Activity
What lines below hold the string "want"? Copy them all.

The input
====
PR #14502, opened 2023-04-05
[TensorIR][Schedule] Bugfix on `compute_inline` when buffer has symbolic shape

yzh119:
# The bug
Currently, the `compute_inline` function would report an error if we try to `compute_inline` a block where the buffer has a symbolic shape, below is a minimal reproduction:

```python
import tvm
import numpy as np

@T.prim_func
def failed_compute_inline(a: T.handle, b: T.handle):
    N = T.int32()
    A = T.match_buffer(a, (N, 32), "float32")
    temp = T.alloc_buffer((N, 32), "float32", scope="local")
    B = T.match_buffer(b, (N, 32), "float32")
    for i in range(N):
        for j in range(32):
            with T.block("T"):
                temp[vi, vj] = A[vi, vj] + 1
        for j in range(32):
            with T.block("B"):
                B[vi, vj] = temp[vi, vj] * A[vi, vj]

sch = tvm.tir.Schedule(failed_compute_inline)
T = sch.get_block("T")
B = sch.get_block("B")
j = sch.get_loops(B)[-1]
sch.compute_inline(T)
```

The reason is that the validity check analysis would use `UndefinedVars` to find variables that appeared in the block being `compute_inline` 'd. However, the `UndefinedVars` would visit `Buffer` and counts variables in buffer shape/strides,  and actually, we only care about buffer access indices. 

# Fix
This PR fixes the issue by adding a `visit_buffer` argument in the `UndefinedVars` function so that we can exclude variables that appeared in buffer shape/strides.

cc @Lunderberg @cyx-6 @junrushao @wrongtest-intellif

### DIFF
--- a/src/tir/schedule/primitive/compute_inline.cc
+++ b/src/tir/schedule/primitive/compute_inline.cc
@@ -296,7 +296,7 @@ class BaseInliner : public StmtExprMutator {
    */
   static int GetNumUndefinedNonpointerVars(const Stmt& stmt) {
     // Do not visit buffer shape/strides.
-    auto undefined_vars = UndefinedVars(stmt, {}, false);
+    auto undefined_vars = UndefinedVars(/*stmt=*/stmt, /*defs=*/{}, /*visit_buffer=*/false);
     // Buffer pointers and the inlined indices are allowed, but no
     // other variables may appear in the inlined block.
     int num_nonpointer_vars = 0;
--- a/src/tir/schedule/primitive/compute_inline.cc
+++ b/src/tir/schedule/primitive/compute_inline.cc
@@ -16,6 +16,7 @@
  * specific language governing permissions and limitations
  * under the License.
  */
+#include "../../analysis/var_use_def_analysis.h"
 #include "../utils.h"
 
 namespace tvm {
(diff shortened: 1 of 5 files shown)


src/tir/schedule/primitive/compute_inline.cc
```diff
@@ -295,7 +295,8 @@ class BaseInliner : public StmtExprMutator {
    * \param stmt The statement in which to count undefined variables
    */
   static int GetNumUndefinedNonpointerVars(const Stmt& stmt) {
-    auto undefined_vars = UndefinedVars(stmt, {});
+    // Do not visit buffer shape/strides.
+    auto undefined_vars = UndefinedVars(/*stmt=*/stmt, /*defs=*/{}, /*visit_buffer=*/false);
```
Lunderberg, line 299: If I'm reading it correctly, it looks like this would also ignore variables that are used in the shape/stride of buffers that are declared internal to `stmt`, but the suppression of the undefined variable failures should only apply to buffers that are declared externally to `stmt`.

Instead of defining contexts in which variables should not be considered, could we instead define variables should be ignored by `UndefinedVars`?  If a variable's definition occurs outside the LCA of the producer/consumer, then it would be legal to use in the inlined statement.  The dynamic buffer shapes would then need to follow this more general condition, rather than being ignored entirely.

Lunderberg: As I'm thinking on it, this would also allow `compute_inline` to apply in cases that are currently forbidden, but are semantically valid.  In the example below, the block `"B"` couldn't be inlined, because it refers to the variable `value`.  However, `value`'s definition is accessible from both block `"B"` and block `"C"`, so it could be inlined without risk of an undefined variable.

```python
@T.prim_func
def func(A: T.Buffer(64, "int32"), C: T.Buffer(64, "int32")):
    B = T.alloc_buffer(64, "int32")

    value: T.int32 = 42

    for i in range(64):
        with T.block("B"):
            vi = T.axis.remap("S", [i])
            B[vi] = value

    for i in range(64):
        with T.block("C"):
            vi = T.axis.remap("S", [i])
            C[vi] = value
```

yzh119: @Lunderberg Thanks for your suggestion!
I agree with you that collecting variables outside LCA producer/consumer is a better idea. I'll revise the code accordingly and ping you again once it's ready.

yzh119: Hi @Lunderberg sorry for being late, would you mind helping review #14451 instead? The `GetNumUndefinedNonpointerVars ` check doesn't seem to work on nested blocks (in dynamic workloads we always blockize the dynamic loop, which would emit nested blocks). So I prefer moving on with the solution in #14451 which uses a simpler check.

PR #14507, opened 2023-04-05
[Unity][Refactor] Use NameSupply for unique symbol generation and remove NameTable

masahi:
`NameTable` is used in Relax code but we now have `NameSupply` in `main`. They serve exactly the same purpose (gensym), so we should use the more standard one (`NameSupply`) for consistency. 

@tqchen @slyubomirsky

### DIFF
--- a/include/tvm/ir/name_supply.h
+++ b/include/tvm/ir/name_supply.h
@@ -54,7 +54,9 @@ class NameSupplyNode : public Object {
    * \brief Generates a unique name from this NameSupply.
    * \param name The name from which the generated name is derived.
    * \param add_prefix If set to true, then the prefix of this NameSupply will be prepended to the
-   * name. \return A unique name.
+   * name.
+   * \param add_underscore If set to true, add '_' between prefix and a digit.
+   * \return A unique name.
    */
   String FreshName(const String& name, bool add_prefix = true, bool add_underscore = true);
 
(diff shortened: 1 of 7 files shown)


include/tvm/ir/name_supply.h
```diff
@@ -54,9 +54,11 @@ class NameSupplyNode : public Object {
    * \brief Generates a unique name from this NameSupply.
    * \param name The name from which the generated name is derived.
    * \param add_prefix If set to true, then the prefix of this NameSupply will be prepended to the
-   * name. \return A unique name.
+   * name.
+   * \param add_underscore If set to true, add '_' between prefix and a digit.
+   * \return A unique name.
    */
-  String FreshName(const String& name, bool add_prefix = true);
+  String FreshName(const String& name, bool add_prefix = true, bool add_underscore = true);
```
masahi, line 61: This change is only for backward-compat according to the variable naming convention of `BlockBuilder` (`lv1` vs `lv_1`). `NameSupply` adds an underscore before a digit by default. 

If we are ok with introducing such trivial variable naming change, I'm more than happy to remove this diff.

tqchen: I think no suffix is better overall for UX, we can upstream this change

tqchen (approved):

PR #14509, opened 2023-04-05
[Unity][Analysis] Get symbolic TIR vars from struct info

MasterJH5574:
This PR adds an analysis function which helps to fetch all the TIR variables that appear in a given struct info object. This is helpful for passes that need to be aware of symbolic shape dynamism.

PR #14511, opened 2023-04-05
[Unity] Memory planning with TIR var upper bound

MasterJH5574:
This PR enhances the memory planning pass with TIR var upper bound
annotation, so that it supports dynamic shape cases when we have
an estimate for the maximum values of the dynamic vars.

### DIFF
--- a/src/relax/transform/static_plan_block_memory.cc
+++ b/src/relax/transform/static_plan_block_memory.cc
@@ -48,11 +48,26 @@
  * - insert kill_storage at the end of each binding block, for all the storage
  * tokens that are allocated inside the binding block, as the memory planning
  * only works on block level.
+ *
+ * The memory planning pass "supports" dynamic shape in the way of TIR variable
+ * upper bound annotation. To be more specific, we can annotate the attribute
+ * "tir_var_upper_bound" to Relax functions. The attribute value is a dict from
+ * strings to integers, denoting the name of TIR variables to the upper bound
+ * values of the TIR vars. **The annotated upper bound attribute only applies
+ * to TIR vars in the function signature for clarity.**
+ *
+ * For example, we can annotate a Relax function with
+ *   `R.func_attr({"tir_var_upper_bound": {"n": 1024}})`.
+ * It means the maximum value of variable that names "n" in the function
+ * signature will have upper bound 1024. And we will use 1024 as its value
+ * during memory planning.
  */
+#include <tvm/arith/analyzer.h>
 #include <tvm/relax/analysis.h>
 #include <tvm/relax/expr_functor.h>
 #include <tvm/relax/nested_msg.h>
 #include <tvm/relax/transform.h>
+#include <tvm/tir/stmt_functor.h>
 
 #include <map>
 #include <set>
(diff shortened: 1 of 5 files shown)


MasterJH5574:
Depends on #14509.

src/relax/transform/static_plan_block_memory.cc
```diff
@@ -476,11 +521,15 @@ class StorageAllocatorInit : public StorageAllocatorBaseVisitor {
     token2block_.erase(token_to_discard.get());
   }
 
+  /*! \brief The arithmetic analyzer. */
+  arith::Analyzer ana;
```
tqchen, line 525: ana_

src/relax/transform/static_plan_block_memory.cc
```diff
@@ -476,11 +521,15 @@ class StorageAllocatorInit : public StorageAllocatorBaseVisitor {
...
   /*!
    * \brief The context IRModule, used for checking if a callee function is
    * a PrimFunc inside the IRModule.
    */
   const IRModule& ctx_mod_;
+  /*! \brief The mapping from TIR variables to their respective upper bound values. */
+  std::unordered_map<const tir::VarNode*, IntImm> var_upper_bound_;
```
tqchen, line 532: prefer `unordered_map<tir::Var, IntImm, ObjectPtrHash, ObjectPtrEqual>`, mainly to avoid var get de-allocated and re-allocated, does not matter in here

src/relax/transform/static_plan_block_memory.cc
MasterJH5574: Ah thanks my bad. It was added in the last minute so missed this point.

tqchen (commented):
Some minor nits and LGTM

src/relax/transform/static_plan_block_memory.cc
```diff
@@ -401,8 +431,23 @@ class StorageAllocatorInit : public StorageAllocatorBaseVisitor {
     ICHECK(sinfo->dtype == Downcast<DataTypeImm>(call->args[1])->value);
     ICHECK(!token_map_.count(call));
 
-    // No support for symbolic shape at this moment.
+    // Use the upper bounds of TIR vars as their values.
+    Array<PrimExpr> upper_bounded_shape;
+    upper_bounded_shape.reserve(shape->values.size());
     for (const PrimExpr& dim_len : shape->values) {
+      upper_bounded_shape.push_back(
+          ana_.Simplify(tir::Substitute(dim_len, [this](const tir::Var& v) -> tvm::PrimExpr {
```
tqchen, line 439: Do not use substitute, instead use ConstIntBound. see https://github.com/apache/tvm/blob/main/include/tvm/arith/analyzer.h#L131, this helps to avoid cases where expression is not monotonically increasing with the var

MasterJH5574: Thanks for bringing it up! Fixed.

tqchen (approved):

yzh119:
In SparseTIR we have statements like `T.assume_bound`, and we might unify them in the future :)

spectrometerHBH (approved):

PR #14221, opened 2023-03-07
[Unity][Transform] SimplifyNormInference

SiriusNEO:
This PR adds a new pass SimplifyNormInference to unpack the norm operator into a sequence of operators, which is same as the pass SimplifyInference in Relay.

Co-authored-by: Siyuan Feng <hzfengsy@sjtu.edu.cn>

PR #14512, opened 2023-04-05
[Unity][Transform] Some Improvements on pass DecomposeOps

SiriusNEO:
Prior to this PR, we first have a pass named `SimplifyNormInference` (https://github.com/apache/tvm/pull/14221), which is used to decompose `batch_norm` into simple operators for optimization during inference. And there are some follow-up changes:

- https://github.com/apache/tvm/pull/14282 This PR introduces a policy to decompose `tensor_to_shape` op.
- https://github.com/mlc-ai/relax/pull/170 In mlc, we make `SimplifyNormInference` support op simplification during training (Because `batch_norm` behaves differently in inference and training).
- And in the future maybe there will be more operators needed to be decomposed.

So this PR polishes the changes in https://github.com/apache/tvm/pull/14282 mainly in the following aspects:
- Use one mutator (instead of two) to visit and decompose ops.
- Separate inference and training by registering two passes (Adviced by TQ).
- Shorten the name (DecomposeCompositeOps -> DecomposeOps)

Now the code is clear and easy to read. Now we use `if-else if-else if ...` pattern to recognize the op we want to decompose. In the future maybe we can introduce a map or register the decomposition policy in the op attribute, just like what we do in the `LegalizeOps` pass.


SiriusNEO:
cc @tqchen @sunggg @Hzfengsy

src/relax/transform/decompose_ops.cc
```diff
@@ -0,0 +1,267 @@
...
+  Expr one_minus_mom = MakeConstantScalar(1 - attrs->momentum, sinfo->dtype);
+
+  return Tuple({
+      out,
+      add(multiply(one_minus_mom, moving_mean), multiply(momentum, data_mean)),
+      add(multiply(one_minus_mom, moving_var), multiply(momentum, data_var)),
+  });
+}
+
+Expr SimplifyLayerNorm(const Call& call) {
```
vinx13, line 123: We don't need to decompose `LayerNorm` since it can be implemented more efficiently as a single op

sunggg: Is there any complication for fusion if we have a composite ops in general? (not specifically about `LayerNorm`). i.e., Is there a case where we cannot fuse the composite op but we can when we decompose?

sunggg (commented):
LGTM! Thank you for the improvement. 
Just a few comments.

src/relax/transform/decompose_ops.cc
SiriusNEO: Ah here we simplify `LayerNorm` for now just because it is easy to get its gradient. If it is more efficient as a single op, maybe in the future we can remove this from the pass after we finish the gradient function of the whole `LayerNorm`

SiriusNEO: Or maybe we can add some arguments for the pass to let the user specify what operators he want to simplify?

Hzfengsy (approved):

tqchen:
@sunggg please take another look

src/relax/transform/decompose_ops.cc
vinx13: > Is there any complication for fusion if we have a composite ops in general? 
Yes, we need to be aware of the implementation when setting op type (`kOpaque` or `kInjective`). This will cause different fusion results.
====
Output of the task
Now the code is clear and easy to read. Now we use `if-else if-else if ...` pattern to recognize the op we want to decompose. In the future maybe we can introduce a map or register the decomposition policy in the op attribute, just like what we do in the `LegalizeOps` pass.
SiriusNEO: Or maybe we can add some arguments for the pass to let the user specify what operators he want to simplify?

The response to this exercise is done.